• [Problem details]: Your answer must be the records, copied with no change.

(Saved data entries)
· · · · ·

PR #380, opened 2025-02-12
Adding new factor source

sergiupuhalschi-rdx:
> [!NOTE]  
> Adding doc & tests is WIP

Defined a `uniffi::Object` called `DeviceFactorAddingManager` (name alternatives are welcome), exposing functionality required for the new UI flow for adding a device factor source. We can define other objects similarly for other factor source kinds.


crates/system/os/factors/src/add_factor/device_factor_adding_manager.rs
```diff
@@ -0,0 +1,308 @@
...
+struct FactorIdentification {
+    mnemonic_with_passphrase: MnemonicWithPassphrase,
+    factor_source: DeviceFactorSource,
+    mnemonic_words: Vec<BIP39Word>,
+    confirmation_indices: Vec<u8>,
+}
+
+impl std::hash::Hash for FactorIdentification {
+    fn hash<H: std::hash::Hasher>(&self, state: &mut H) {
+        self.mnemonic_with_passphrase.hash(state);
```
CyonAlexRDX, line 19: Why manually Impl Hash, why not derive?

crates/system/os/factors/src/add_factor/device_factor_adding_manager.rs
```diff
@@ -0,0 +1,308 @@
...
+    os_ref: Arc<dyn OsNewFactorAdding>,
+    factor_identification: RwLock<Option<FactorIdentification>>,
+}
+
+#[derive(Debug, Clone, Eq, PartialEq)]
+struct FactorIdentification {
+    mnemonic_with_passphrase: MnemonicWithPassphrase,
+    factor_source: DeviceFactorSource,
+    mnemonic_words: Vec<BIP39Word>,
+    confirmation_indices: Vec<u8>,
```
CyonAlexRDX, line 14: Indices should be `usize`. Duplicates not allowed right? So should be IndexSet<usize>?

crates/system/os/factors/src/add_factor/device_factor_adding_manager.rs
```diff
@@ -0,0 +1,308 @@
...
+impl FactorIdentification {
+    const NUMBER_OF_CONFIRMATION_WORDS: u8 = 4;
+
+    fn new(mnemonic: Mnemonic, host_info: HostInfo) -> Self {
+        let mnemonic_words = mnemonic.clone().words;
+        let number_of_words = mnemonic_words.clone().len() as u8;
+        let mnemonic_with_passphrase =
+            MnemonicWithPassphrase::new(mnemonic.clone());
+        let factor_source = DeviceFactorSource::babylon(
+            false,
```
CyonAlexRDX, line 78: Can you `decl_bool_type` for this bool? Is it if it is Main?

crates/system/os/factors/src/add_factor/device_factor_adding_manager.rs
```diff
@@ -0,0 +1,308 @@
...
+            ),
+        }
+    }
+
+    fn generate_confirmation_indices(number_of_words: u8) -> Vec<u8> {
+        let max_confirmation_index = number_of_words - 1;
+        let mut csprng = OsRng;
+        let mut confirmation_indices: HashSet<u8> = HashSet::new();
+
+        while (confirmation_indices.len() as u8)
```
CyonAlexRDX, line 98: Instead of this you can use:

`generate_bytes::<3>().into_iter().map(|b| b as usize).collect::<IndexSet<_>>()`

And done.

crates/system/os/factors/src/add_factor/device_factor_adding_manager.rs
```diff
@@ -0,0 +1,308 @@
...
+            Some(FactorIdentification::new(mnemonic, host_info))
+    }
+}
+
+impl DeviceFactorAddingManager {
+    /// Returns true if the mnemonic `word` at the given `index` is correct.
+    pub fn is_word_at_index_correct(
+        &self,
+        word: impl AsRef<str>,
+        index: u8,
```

· · · · ·

• [Solution]:
PR #380, opened 2025-02-12
Adding new factor source

sergiupuhalschi-rdx:
> [!NOTE]  
> Adding doc & tests is WIP

Defined a `uniffi::Object` called `DeviceFactorAddingManager` (name alternatives are welcome), exposing functionality required for the new UI flow for adding a device factor source. We can define other objects similarly for other factor source kinds.


crates/system/os/factors/src/add_factor/device_factor_adding_manager.rs
```diff
@@ -0,0 +1,308 @@
...
+struct FactorIdentification {
+    mnemonic_with_passphrase: MnemonicWithPassphrase,
+    factor_source: DeviceFactorSource,
+    mnemonic_words: Vec<BIP39Word>,
+    confirmation_indices: Vec<u8>,
+}
+
+impl std::hash::Hash for FactorIdentification {
+    fn hash<H: std::hash::Hasher>(&self, state: &mut H) {
+        self.mnemonic_with_passphrase.hash(state);
```
CyonAlexRDX, line 19: Why manually Impl Hash, why not derive?

crates/system/os/factors/src/add_factor/device_factor_adding_manager.rs
```diff
@@ -0,0 +1,308 @@
...
+    os_ref: Arc<dyn OsNewFactorAdding>,
+    factor_identification: RwLock<Option<FactorIdentification>>,
+}
+
+#[derive(Debug, Clone, Eq, PartialEq)]
+struct FactorIdentification {
+    mnemonic_with_passphrase: MnemonicWithPassphrase,
+    factor_source: DeviceFactorSource,
+    mnemonic_words: Vec<BIP39Word>,
+    confirmation_indices: Vec<u8>,
```
CyonAlexRDX, line 14: Indices should be `usize`. Duplicates not allowed right? So should be IndexSet<usize>?

crates/system/os/factors/src/add_factor/device_factor_adding_manager.rs
```diff
@@ -0,0 +1,308 @@
...
+impl FactorIdentification {
+    const NUMBER_OF_CONFIRMATION_WORDS: u8 = 4;
+
+    fn new(mnemonic: Mnemonic, host_info: HostInfo) -> Self {
+        let mnemonic_words = mnemonic.clone().words;
+        let number_of_words = mnemonic_words.clone().len() as u8;
+        let mnemonic_with_passphrase =
+            MnemonicWithPassphrase::new(mnemonic.clone());
+        let factor_source = DeviceFactorSource::babylon(
+            false,
```
CyonAlexRDX, line 78: Can you `decl_bool_type` for this bool? Is it if it is Main?

crates/system/os/factors/src/add_factor/device_factor_adding_manager.rs
```diff
@@ -0,0 +1,308 @@
...
+            ),
+        }
+    }
+
+    fn generate_confirmation_indices(number_of_words: u8) -> Vec<u8> {
+        let max_confirmation_index = number_of_words - 1;
+        let mut csprng = OsRng;
+        let mut confirmation_indices: HashSet<u8> = HashSet::new();
+
+        while (confirmation_indices.len() as u8)
```
CyonAlexRDX, line 98: Instead of this you can use:

`generate_bytes::<3>().into_iter().map(|b| b as usize).collect::<IndexSet<_>>()`

And done.

crates/system/os/factors/src/add_factor/device_factor_adding_manager.rs
```diff
@@ -0,0 +1,308 @@
...
+            Some(FactorIdentification::new(mnemonic, host_info))
+    }
+}
+
+impl DeviceFactorAddingManager {
+    /// Returns true if the mnemonic `word` at the given `index` is correct.
+    pub fn is_word_at_index_correct(
+        &self,
+        word: impl AsRef<str>,
+        index: u8,
```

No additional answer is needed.